**What the task asks**
Which lines run from the one containing "elements with data-porta-origin" to the end of the entries below? Reproduce them exactly, both ends included.

**Supplied data**
PR #1998, opened 2025-02-18
feat: add `isSponsored` to `<Earn />`

dschlabach:
**What changed? Why?**
This PR updates `<Earn />` to accept an `isSponsored` prop which is then used to sponsor deposit and withdraw transactions

**Notes to reviewers**

**How has it been tested?**
Locally in playground

### DIFF
--- a/src/earn/components/EarnProvider.tsx
+++ b/src/earn/components/EarnProvider.tsx
@@ -21,7 +21,11 @@ import type {
 
 const EarnContext = createContext<EarnContextType | undefined>(undefined);
 
-export function EarnProvider({ vaultAddress, children }: EarnProviderReact) {
+export function EarnProvider({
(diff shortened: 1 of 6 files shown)


src/earn/components/EarnProvider.tsx
```diff
@@ -21,7 +21,11 @@ import type {
 
 const EarnContext = createContext<EarnContextType | undefined>(undefined);
 
-export function EarnProvider({ vaultAddress, children }: EarnProviderReact) {
+export function EarnProvider({
+  vaultAddress,
+  children,
+  isSponsored,
```
cpcramer, line 27: Do we want `isSponsored` to default to `false` somewhere? Perhaps in the provider?

cpcramer (approved):

PR #2027, opened 2025-02-21
fix: NFTMintButton analytics

cpcramer:
**What changed? Why?**

**Notes to reviewers**

**How has it been tested?**
Tested in playground. 

Screenshot 2025-02-21 at 10 54 57 AM

Screenshot 2025-02-21 at 10 55 09 AM

### DIFF
--- a/src/nft/hooks/useMintAnalytics.ts
+++ b/src/nft/hooks/useMintAnalytics.ts
@@ -1,0 +1,61 @@
+import { useAnalytics } from '@/core/analytics/hooks/useAnalytics';
+import { MintEvent } from '@/core/analytics/types';
+import { useNFTContext } from '@/nft/components/NFTProvider';
+import type { LifecycleStatus } from '@/transaction/types';
+import { useEffect, useMemo, useRef, useState } from 'react';
+
+export const useMintAnalytics = () => {
+  const [transactionState, setTransactionState] = useState<
+    LifecycleStatus['statusName'] | null
+  >(null);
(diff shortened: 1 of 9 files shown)


dschlabach (approved):

alessey (approved):
looks good, but you should try fixing up useAnalytics with a callback and/or removing state to see if that eliminates the need for some of these wrappers when useAnalytics isn't generating a new callback on every render

src/nft/hooks/useMintAnalytics.ts
```diff
@@ -0,0 +1,71 @@
...
+      });
+    }
+
+    if (transactionState === 'error' && !errorSent.current) {
+      errorSent.current = true;
+      sendAnalytics(MintEvent.MintFailure, {
+        error: 'Transaction failed',
+        metadata: analyticsData,
+      });
+    }
```
brendan-defi, line 58: is it possible that a user would encounter multiple different errors? if not, then this seems like it would work fine. but if so, wouldn't this prevent error logging after the first one?

cpcramer: In `useMintAnalytics` I didn't have access to a specific error msg - which is why you see the general error. If I did have a specific error I'd pass it in the `sendAnalytics` call!

When implementing analytics I wanted to avoid changing the surrounding code - it would be more appropriate to update error handling in a separate PR if a user could encounter multiple errors!

dschlabach (approved):

PR #2029, opened 2025-02-21
Onramp support any network

rustam-cb:
**What changed? Why?**
- Added `walletAddress` and `walletNetwork` props to `FundCard and `FundButton` components to enable these components for any network.

**Notes to reviewers**

**How has it been tested?**


src/fund/components/FundCardProvider.tsx
```diff
@@ -25,6 +25,8 @@ import type {
 type FundCardContextType = {
   asset: string;
   currency: string;
+  walletAddress?: string;
+  walletNetwork?: string;
```
alessey, line 29: shouldn't you be able to get the address and network from wagmi if you set this up with the solana wagmi connector?  or does wagmi not work properly?

dgca:
Closing this out since it's out of date. LMK if you wanna work together to get this into the v1 release.

PR #2043, opened 2025-02-25
fix: improve useOutsideClick portal handling

brendan-defi:
**What changed? Why?**
* added `data-portal-origin="true"` property to all portal-using components
* added logic to `useOutsideClick` to exclude clicks from elements with data-porta-origin

why is excluding portal-clicks on `useOutsideClick` okay?
* if there is a portal open then...
  * either it opened from an outside click
  * or it opened from an "inside click"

**Solution for this exercise**
* added logic to `useOutsideClick` to exclude clicks from elements with data-porta-origin

why is excluding portal-clicks on `useOutsideClick` okay?
* if there is a portal open then...
  * either it opened from an outside click
  * or it opened from an "inside click"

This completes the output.